** What to work on **
Only a number is expected: the count of lines in the listing where "opened" occurs.
(Beginning of Provided material)
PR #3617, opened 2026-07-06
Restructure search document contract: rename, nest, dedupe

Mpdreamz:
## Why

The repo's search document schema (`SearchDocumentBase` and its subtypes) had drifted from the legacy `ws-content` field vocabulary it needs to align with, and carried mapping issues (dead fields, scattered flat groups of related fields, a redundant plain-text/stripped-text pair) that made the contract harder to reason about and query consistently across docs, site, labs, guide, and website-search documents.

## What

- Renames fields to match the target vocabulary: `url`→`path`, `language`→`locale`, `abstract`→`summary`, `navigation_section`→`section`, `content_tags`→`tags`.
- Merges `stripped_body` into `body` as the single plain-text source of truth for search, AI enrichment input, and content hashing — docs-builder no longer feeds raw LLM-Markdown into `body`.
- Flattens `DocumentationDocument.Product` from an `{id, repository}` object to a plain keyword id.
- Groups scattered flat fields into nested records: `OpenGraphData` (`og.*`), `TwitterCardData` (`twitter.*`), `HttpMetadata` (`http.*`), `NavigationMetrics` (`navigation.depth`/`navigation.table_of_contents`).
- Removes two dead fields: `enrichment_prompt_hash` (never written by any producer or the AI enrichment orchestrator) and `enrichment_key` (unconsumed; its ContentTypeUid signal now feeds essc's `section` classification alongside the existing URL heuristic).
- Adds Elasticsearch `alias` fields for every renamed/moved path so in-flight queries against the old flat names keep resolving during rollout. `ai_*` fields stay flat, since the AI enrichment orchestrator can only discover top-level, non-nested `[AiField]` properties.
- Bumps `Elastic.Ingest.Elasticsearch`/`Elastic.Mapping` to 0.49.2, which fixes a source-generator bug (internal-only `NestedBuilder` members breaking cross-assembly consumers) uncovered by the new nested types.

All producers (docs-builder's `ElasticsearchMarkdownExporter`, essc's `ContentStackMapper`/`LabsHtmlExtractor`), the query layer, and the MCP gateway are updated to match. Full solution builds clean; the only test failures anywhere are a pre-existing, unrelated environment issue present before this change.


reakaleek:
(End of Provided material)
(Beginning of Provided material)
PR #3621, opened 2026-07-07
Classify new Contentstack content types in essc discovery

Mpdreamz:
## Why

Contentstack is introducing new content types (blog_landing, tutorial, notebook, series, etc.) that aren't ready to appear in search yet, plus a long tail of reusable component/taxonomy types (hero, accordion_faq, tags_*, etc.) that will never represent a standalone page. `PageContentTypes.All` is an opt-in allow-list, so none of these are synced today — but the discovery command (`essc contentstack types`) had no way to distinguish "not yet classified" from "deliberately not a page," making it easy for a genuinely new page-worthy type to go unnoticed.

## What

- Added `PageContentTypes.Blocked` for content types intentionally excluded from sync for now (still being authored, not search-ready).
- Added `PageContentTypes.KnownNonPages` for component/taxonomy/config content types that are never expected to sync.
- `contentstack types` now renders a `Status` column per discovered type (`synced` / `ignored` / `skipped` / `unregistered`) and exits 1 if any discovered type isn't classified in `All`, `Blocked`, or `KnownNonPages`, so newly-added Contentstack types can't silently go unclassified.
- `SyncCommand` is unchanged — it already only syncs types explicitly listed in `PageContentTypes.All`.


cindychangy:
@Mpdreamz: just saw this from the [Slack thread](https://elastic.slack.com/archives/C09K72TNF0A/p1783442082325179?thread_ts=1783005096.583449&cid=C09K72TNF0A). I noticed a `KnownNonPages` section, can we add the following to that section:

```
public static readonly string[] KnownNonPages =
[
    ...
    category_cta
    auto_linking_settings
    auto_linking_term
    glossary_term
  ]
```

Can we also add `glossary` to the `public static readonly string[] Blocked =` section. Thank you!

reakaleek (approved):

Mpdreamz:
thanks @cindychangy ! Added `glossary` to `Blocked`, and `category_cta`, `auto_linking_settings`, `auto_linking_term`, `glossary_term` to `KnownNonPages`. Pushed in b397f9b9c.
(End of Provided material)
** Solution to this exercise **
2